On a Washington, D.C. radio station in 1999, the disc jockeys announced that they were debuting the Lou Bega song "Mambo Number 5", by saying that they had accepted a large amount of payola to play the song. Ironically, if they had actually been paid to play the song on the air, it would not have been payola, because payola is the unannounced acceptance of a payment to run a song. If the song is identified before being played as being done because the talent or station is being paid to do so, the playing of the song and acceptance of money to do so is perfectly legal and does not constitute payola.
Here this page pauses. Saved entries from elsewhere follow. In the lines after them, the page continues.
PR #2554, opened 2020-04-23
Make groups navigatable with screenreaders

domoritz:
Without this change, I wasn't able to go into group marks defined in a Vega spec.


jheer:
Fixed in a separate commit.

PR #2558, opened 2020-04-24
Create more semantic bindings to improve accessibility

### LINKED ISSUE #2490: Vega bindings are not semantic HTML
For example in https://vega.github.io/vega/examples/pie-chart/

Screen Shot 2020-03-30 at 14 36 15

* The labels are not associated with the form elements (e.g. the checkbox or the slider)
* The label for sliders are showing the values. I believe [labels](https://developer.mozilla.org/en-US/docs/Web/HTML/Element/label) should be the description, not the value. 
* We could also improve accessibility here and mark the values as hidden since they are already accessible via the slider.

domoritz:
Fixes #2490

The example spec I tried

```json
{
  "signals": [
    {
      "name": "palette",
      "value": "Viridis",
      "bind": {"input": "select", "options": ["Viridis"]}
    },
    {
      "name": "offset",
      "value": "zero",
      "bind": {"input": "radio", "options": ["zero", "center"]}
    },
    {"name": "reverse", "value": false, "bind": {"input": "checkbox"}},
    {"name": "value", "value": 10, "bind": {"input": "range"}},
    {"name": "name", "value": "Hello", "bind": {"input": "text"}}
  ]
}
```

Before

After

### DIFF
--- a/packages/vega/test/index.html
+++ b/packages/vega/test/index.html
@@ -22,7 +22,9 @@
       .vega-bind { line-height: 18px; margin-bottom: 2px; }
       .vega-bind-name { display: inline-block; width: 100px; }
       .vega-bind input[type="range"] { width: 400px; }
-      .vega-bind-radio label { margin: 0 0.5em 0 2px; }
+      .vega-bind input[type="radio"] { margin-right: 0.5em; }
+      .vega-bind input[type="range"] { margin-right: 0.5em; }
+      .vega-bind-radio label { margin-right: 1em; }
     </style>
   </head>
   <body>
--- a/packages/vega/test/index.html
+++ b/packages/vega/test/index.html
@@ -21,10 +21,9 @@
       canvas, svg { border: 1px dashed #ccc; }
       .vega-bind { line-height: 18px; margin-bottom: 2px; }
       .vega-bind-name { display: inline-block; width: 100px; }
-      .vega-bind input[type="range"] { width: 400px; }
-      .vega-bind input[type="radio"] { margin-right: 0.5em; }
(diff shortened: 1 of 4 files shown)


packages/vega/test/index.html
```diff
@@ -22,7 +22,7 @@
       .vega-bind { line-height: 18px; margin-bottom: 2px; }
       .vega-bind-name { display: inline-block; width: 100px; }
       .vega-bind input[type="range"] { width: 400px; }
-      .vega-bind label { margin: 0 0.5em 0 2px; }
+      .vega-bind-radio label { margin: 0 0.5em 0 2px; }
```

Payola was depicted in the film The Harder They Come, released in 1972, where a record producer, not the recording artist, controls the airwaves. The portrayal of its protagonist (Jimmy Cliff) as an aspiring musician who is forced to sign away his rights to make a hit record depicts the role of record producers and radio DJs as a dominance – the musician ends up with no aspirations or living the same lifestyle, as in the case of the film Rockers.
In an installment of Mathnet from PBS's Square One Television, the detectives George Frankly and Pat Tuesday investigated a case of suspected payola by forming a fictitious group called "The " and creating their own song titled "Without Math". Payola was eventually ruled out as a cause of increased sales of particular songs at a company.
Even with these requirements in place, however, record companies have found loopholes within the phrasing of the regulations to continue the practice. These loopholes have created a situation that isolates independent artists from mainstream media. A current example of this is the lengths that artists Macklemore and Ryan Lewis went to get their music heard. Because Lewis and Macklemore belonged to an independent label, they feared that payola laws would interfere with their airtime. So they hired an independent arm of Warner Music Group, the Alternative Distribution Alliance, which assists independent acts to get their music on radio. Zach Quillen, manager of Macklemore and Ryan Lewis, discussed how "they paid the alliance a flat monthly fee to help promote the album."
One side effect of the vagueness of the law and the creation of the loophole is the expansion of the concept at the hands of online music sharing websites. In 2009, the website Jango created a plan to accept promotion fees legally by disclosing that they are paid to play the songs. "For as little as $30, a band can buy 1,000 plays on the music-streaming service, slotted in between established artists. The artists themselves choose what other music they'd like to be played next to."